The natural logarithm, often abbreviated as "ln," is an essential mathematical concept employed in exponential decay calculations, including radioactive decay. Here's why it’s so crucial:

• The natural logarithm is the inverse function of the exponential function \( e^x \). This property allows it to be particularly useful in solving equations involving exponentials.
• In the context of radioactive decay, the natural logarithm helps isolate variables, such as the decay constant \( \lambda \), from exponential equations. For example, \( \ln(0.0625) = -\lambda \times 49.2 \).
• Arithmetic with natural logs can transform complex multiplicative relationships into simpler additive ones, facilitating straightforward calculations.
• Understanding the relationship between exponential growth/decay and natural logarithms is key to mastering decay processes in nuclear physics.

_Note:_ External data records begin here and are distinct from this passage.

PR #226, opened 2023-12-27
ID-2816 [FEAT] pagination - tracking and saving column changes 

dwfliplet:


js/interface.js
```diff
@@ -473,6 +473,29 @@ function initializeTable(options) {
...
+    pageOffset,
+    sortConfig: sortConfig || getSortConfigForTable(getDataSourceQuery()),
+  });
+
+  updatePagination({
+    count: rows.length
+  });
+
+  const preparedData = table.prepareData(rows, columns);
+  HistoryStack.getCurrent().setData(preparedData);
```
tonytlwu, line 496: Why doesn't your linter add this automatically? There could be other errors in this PR that isn't easily detectable because the linter isn't working correctly.

Please investigate and fix your setup or the repository.

```suggestion

  HistoryStack.getCurrent().setData(preparedData);
```

js/history.js
```diff
@@ -3,17 +3,80 @@ Fliplet.Registry.set('history-stack', (function() {
...
   var currentIndex = 0;
 
+  const columnsInfo = {
+    original: () => stack[0].data[0],
+    reference: [],
+    getReference: () => {
+      if (!columnsInfo.reference.length) {
+        columnsInfo.reference = columnsInfo.original();
+      }
+      return columnsInfo.reference;
```
tonytlwu, line 13: See other comment re: linter setup

```suggestion

      return columnsInfo.reference;
```

js/history.js
```diff
@@ -126,6 +192,7 @@ Fliplet.Registry.set('history-stack', (function() {
     add: add,
     back: back,
     forward: forward,
-    getCurrent: getCurrent
+    getCurrent: getCurrent,
+    columnsInfo,
```
tonytlwu, line 196: It doesn't seem appropriate to be embedding a `columnsInfo` object into `HistoryStack` with its own methods when the majority of what's in `columnsInfo` doesn't seem to be interacting with the history stack.

I would suggest using a separate class `DSColumn` in a separate file to do this.

I do see that `original()` does use `stack[0].data[0]`, which references `stack` but that could be done through a new or existing public method in `HistoryStack`.

js/history.js
```diff
@@ -3,17 +3,80 @@ Fliplet.Registry.set('history-stack', (function() {
...
+    reference: [],
+    getReference: () => {
+      if (!columnsInfo.reference.length) {
+        columnsInfo.reference = columnsInfo.original();
+      }
+      return columnsInfo.reference;
+    },
+    current: [],
+    removedSinceReference: [],
+    removeColumns: (index, amount) => {
```
tonytlwu, line 17: I don't see this method being used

So, whenever you're dealing with exponential decay, remember that the natural logarithm is your friend in untangling those complex equations!

Radioactive Isotope

A radioactive isotope, or radioisotope, refers to an isotope whose nucleus is unstable. These are atoms that undergo radioactive decay, emitting radiation in the process. Here’s what you need to know:

• Every element can have numerous isotopes, distinguished by the number of neutrons in their nuclei.
• Some isotopes are stable, while others are radioactive, meaning they emit radiation as they decay into a more stable form.
• The rate at which this decay happens is characterized by the decay constant and the substance's half-life.
• Radioactive isotopes have wide-ranging applications, from medical imaging and cancer treatments to archaeological dating and nuclear energy.

Understanding the nature of radioactive isotopes enhances our ability to harness nuclear energy safely and effectively, among other uses.